Start of INPUT FOR THIS TASK

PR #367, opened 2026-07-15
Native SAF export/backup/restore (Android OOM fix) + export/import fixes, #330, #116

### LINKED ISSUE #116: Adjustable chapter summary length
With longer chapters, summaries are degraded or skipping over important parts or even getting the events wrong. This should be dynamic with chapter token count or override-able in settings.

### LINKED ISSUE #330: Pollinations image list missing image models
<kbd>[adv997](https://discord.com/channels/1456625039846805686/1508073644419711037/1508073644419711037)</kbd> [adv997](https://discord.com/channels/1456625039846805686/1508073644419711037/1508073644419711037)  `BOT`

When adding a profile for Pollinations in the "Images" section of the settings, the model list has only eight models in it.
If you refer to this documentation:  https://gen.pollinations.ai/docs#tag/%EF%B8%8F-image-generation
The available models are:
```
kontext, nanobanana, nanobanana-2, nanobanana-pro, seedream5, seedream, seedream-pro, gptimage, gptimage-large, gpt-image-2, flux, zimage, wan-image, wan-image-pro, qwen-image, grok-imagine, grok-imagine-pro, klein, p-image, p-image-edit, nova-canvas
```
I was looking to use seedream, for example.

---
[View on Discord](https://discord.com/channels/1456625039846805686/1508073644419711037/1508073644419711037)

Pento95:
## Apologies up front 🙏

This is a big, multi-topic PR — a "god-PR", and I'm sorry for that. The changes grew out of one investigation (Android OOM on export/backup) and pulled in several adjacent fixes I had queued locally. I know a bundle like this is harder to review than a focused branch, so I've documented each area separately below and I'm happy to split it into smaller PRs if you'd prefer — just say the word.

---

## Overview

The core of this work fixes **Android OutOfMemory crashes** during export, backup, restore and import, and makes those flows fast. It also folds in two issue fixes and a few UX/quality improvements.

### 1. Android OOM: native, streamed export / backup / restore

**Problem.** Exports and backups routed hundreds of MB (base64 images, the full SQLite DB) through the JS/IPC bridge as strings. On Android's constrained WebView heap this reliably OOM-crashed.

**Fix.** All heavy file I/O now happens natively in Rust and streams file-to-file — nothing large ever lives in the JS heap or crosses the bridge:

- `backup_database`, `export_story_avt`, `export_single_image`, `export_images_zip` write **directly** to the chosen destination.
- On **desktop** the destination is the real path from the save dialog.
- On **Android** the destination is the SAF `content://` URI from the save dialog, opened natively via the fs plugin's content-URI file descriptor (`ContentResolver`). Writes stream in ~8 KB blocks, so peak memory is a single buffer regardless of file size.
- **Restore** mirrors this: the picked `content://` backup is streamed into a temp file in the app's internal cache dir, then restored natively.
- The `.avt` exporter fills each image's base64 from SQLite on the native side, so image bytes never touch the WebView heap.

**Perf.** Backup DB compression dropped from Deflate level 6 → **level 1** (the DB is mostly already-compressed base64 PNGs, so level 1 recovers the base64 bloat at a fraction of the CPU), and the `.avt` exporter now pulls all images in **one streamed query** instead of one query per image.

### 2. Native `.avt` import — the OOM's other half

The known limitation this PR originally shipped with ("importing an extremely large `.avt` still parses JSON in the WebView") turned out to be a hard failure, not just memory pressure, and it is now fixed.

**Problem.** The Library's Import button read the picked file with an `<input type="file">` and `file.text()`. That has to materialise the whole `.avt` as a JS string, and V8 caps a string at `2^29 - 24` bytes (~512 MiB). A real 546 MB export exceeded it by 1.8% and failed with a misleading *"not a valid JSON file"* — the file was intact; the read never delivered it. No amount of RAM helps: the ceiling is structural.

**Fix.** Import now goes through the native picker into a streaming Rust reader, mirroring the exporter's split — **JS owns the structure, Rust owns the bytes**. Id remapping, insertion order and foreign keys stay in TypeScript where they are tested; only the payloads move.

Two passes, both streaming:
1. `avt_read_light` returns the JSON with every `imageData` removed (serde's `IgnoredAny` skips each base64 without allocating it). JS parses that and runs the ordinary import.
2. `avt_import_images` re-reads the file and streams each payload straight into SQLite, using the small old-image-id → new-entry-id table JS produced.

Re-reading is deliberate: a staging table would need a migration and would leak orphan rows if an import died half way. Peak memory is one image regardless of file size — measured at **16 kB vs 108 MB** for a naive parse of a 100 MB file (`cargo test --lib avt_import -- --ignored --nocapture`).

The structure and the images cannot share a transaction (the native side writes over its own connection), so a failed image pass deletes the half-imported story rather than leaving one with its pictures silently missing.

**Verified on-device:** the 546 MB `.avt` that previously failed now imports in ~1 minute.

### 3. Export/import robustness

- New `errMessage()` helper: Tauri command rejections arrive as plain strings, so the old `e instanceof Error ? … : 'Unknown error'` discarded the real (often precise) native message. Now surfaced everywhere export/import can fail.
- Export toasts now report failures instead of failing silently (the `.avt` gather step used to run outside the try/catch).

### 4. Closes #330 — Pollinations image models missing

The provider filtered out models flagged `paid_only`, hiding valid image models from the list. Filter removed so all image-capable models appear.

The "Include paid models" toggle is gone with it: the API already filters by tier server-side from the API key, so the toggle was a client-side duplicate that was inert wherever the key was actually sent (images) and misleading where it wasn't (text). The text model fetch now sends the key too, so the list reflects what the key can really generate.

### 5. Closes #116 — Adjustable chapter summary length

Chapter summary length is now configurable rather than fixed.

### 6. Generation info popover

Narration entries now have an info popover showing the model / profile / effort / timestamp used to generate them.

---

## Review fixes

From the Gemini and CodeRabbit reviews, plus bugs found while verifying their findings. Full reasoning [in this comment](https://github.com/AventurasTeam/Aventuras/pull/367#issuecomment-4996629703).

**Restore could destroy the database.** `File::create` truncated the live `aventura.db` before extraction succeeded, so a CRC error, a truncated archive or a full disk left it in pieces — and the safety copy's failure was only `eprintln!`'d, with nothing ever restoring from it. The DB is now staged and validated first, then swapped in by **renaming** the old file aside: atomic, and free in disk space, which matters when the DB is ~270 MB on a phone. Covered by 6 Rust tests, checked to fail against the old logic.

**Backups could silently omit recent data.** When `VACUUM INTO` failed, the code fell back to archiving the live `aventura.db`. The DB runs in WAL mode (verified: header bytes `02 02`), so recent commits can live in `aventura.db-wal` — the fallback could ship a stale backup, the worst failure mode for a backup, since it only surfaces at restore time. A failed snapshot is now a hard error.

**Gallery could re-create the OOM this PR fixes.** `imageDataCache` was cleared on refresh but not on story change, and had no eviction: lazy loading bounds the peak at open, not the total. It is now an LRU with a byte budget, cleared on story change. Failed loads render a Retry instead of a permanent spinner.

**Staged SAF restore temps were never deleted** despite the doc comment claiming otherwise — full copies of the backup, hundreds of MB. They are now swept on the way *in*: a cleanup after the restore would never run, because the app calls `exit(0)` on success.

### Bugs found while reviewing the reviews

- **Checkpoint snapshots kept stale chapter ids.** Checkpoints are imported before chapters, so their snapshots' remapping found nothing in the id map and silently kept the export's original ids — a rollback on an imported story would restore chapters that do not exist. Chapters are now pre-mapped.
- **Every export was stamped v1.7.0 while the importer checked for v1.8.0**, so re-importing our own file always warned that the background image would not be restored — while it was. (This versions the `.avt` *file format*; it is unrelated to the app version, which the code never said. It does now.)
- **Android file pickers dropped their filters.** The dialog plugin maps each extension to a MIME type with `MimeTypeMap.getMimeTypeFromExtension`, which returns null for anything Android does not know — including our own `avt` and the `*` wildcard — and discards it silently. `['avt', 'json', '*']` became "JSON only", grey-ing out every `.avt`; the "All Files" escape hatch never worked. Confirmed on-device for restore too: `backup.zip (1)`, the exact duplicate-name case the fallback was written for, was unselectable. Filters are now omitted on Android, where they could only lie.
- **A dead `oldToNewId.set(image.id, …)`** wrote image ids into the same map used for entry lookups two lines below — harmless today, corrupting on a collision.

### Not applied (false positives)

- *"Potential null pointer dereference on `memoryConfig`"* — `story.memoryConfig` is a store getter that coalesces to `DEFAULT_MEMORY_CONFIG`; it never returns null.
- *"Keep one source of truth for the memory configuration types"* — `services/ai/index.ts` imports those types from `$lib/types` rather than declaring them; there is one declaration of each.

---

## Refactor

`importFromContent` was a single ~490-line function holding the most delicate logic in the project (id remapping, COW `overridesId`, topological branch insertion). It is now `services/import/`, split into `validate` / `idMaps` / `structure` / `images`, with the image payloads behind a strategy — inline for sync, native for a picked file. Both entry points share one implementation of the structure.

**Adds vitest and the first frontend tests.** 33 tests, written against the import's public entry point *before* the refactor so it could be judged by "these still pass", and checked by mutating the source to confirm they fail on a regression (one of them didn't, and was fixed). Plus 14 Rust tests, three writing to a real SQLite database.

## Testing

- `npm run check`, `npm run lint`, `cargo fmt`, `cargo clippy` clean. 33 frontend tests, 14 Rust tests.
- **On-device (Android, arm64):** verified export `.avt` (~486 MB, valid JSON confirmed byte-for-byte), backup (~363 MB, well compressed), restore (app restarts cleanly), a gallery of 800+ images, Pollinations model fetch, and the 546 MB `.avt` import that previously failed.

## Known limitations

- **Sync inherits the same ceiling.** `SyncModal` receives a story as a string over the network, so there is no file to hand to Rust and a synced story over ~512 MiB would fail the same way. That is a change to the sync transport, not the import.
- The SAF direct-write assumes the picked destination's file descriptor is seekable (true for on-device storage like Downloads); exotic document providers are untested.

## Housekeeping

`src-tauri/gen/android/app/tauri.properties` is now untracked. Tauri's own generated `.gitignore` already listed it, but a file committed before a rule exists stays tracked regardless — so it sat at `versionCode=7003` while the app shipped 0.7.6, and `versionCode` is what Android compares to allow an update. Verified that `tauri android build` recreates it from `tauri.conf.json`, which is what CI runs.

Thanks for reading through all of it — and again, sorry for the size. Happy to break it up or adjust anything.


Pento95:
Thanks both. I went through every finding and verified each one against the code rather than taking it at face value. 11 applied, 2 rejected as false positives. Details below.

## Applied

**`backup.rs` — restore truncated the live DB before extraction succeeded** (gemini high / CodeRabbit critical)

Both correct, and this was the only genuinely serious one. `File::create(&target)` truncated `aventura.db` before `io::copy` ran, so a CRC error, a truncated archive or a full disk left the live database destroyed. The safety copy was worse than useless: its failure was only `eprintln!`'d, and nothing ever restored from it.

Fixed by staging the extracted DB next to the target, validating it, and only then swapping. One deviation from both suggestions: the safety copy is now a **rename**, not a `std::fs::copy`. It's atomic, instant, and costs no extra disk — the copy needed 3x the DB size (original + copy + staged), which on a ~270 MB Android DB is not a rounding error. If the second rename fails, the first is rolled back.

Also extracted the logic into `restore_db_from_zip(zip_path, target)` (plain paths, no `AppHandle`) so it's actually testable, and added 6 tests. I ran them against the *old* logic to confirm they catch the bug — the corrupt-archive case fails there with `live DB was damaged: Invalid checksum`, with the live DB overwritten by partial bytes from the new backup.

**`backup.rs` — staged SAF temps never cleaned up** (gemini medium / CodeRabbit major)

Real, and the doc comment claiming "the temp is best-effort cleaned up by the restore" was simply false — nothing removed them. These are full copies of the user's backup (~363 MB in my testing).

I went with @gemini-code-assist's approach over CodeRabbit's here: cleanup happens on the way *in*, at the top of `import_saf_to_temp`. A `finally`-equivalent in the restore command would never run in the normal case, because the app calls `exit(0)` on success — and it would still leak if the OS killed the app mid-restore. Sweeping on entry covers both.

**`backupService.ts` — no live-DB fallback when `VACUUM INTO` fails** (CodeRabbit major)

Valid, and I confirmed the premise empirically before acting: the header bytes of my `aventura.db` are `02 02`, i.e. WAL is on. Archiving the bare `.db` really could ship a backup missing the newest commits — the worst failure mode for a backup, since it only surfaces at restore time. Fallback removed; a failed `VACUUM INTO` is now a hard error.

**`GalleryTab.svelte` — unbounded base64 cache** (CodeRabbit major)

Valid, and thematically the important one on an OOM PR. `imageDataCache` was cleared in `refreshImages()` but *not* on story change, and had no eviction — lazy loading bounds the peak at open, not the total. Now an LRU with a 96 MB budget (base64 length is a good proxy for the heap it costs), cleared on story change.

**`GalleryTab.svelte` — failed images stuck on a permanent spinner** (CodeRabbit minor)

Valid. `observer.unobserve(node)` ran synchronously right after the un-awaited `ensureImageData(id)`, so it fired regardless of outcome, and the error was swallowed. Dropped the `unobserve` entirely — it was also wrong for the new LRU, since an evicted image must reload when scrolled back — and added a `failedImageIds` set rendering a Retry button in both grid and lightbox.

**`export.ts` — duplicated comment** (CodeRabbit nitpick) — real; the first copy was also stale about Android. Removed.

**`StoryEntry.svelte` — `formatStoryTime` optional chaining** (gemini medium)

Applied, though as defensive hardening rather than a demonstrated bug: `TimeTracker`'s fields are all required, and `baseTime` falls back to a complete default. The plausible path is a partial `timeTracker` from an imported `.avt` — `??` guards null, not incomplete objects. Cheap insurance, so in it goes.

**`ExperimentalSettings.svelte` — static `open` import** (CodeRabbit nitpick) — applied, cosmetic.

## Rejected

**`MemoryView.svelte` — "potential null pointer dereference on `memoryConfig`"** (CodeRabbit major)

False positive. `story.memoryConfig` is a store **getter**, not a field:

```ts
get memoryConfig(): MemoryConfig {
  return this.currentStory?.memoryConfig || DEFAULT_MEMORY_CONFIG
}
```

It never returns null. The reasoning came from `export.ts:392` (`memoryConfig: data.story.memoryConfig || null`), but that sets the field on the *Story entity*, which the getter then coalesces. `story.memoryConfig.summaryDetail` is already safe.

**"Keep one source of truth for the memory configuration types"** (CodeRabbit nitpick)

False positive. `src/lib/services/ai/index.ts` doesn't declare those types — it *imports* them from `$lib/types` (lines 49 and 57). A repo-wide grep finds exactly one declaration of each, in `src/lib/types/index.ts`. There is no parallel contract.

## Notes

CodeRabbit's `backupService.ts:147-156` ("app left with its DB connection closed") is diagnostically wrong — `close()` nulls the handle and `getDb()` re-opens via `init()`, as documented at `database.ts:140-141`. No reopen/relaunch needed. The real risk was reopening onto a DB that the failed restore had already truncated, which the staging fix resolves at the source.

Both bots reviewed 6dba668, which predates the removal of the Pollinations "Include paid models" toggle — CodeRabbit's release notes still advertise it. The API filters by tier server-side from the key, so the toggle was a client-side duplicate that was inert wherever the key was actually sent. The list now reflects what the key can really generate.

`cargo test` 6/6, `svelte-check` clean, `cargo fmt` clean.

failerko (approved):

End of INPUT FOR THIS TASK

REQUIRED WORK: Reproduce the entries above exactly, but only the lines between the line holding "### 6. Generation info popover" and the line holding "## Review fixes", inclusive.

SOLVED EXERCISE:
### 6. Generation info popover

Narration entries now have an info popover showing the model / profile / effort / timestamp used to generate them.

---

## Review fixes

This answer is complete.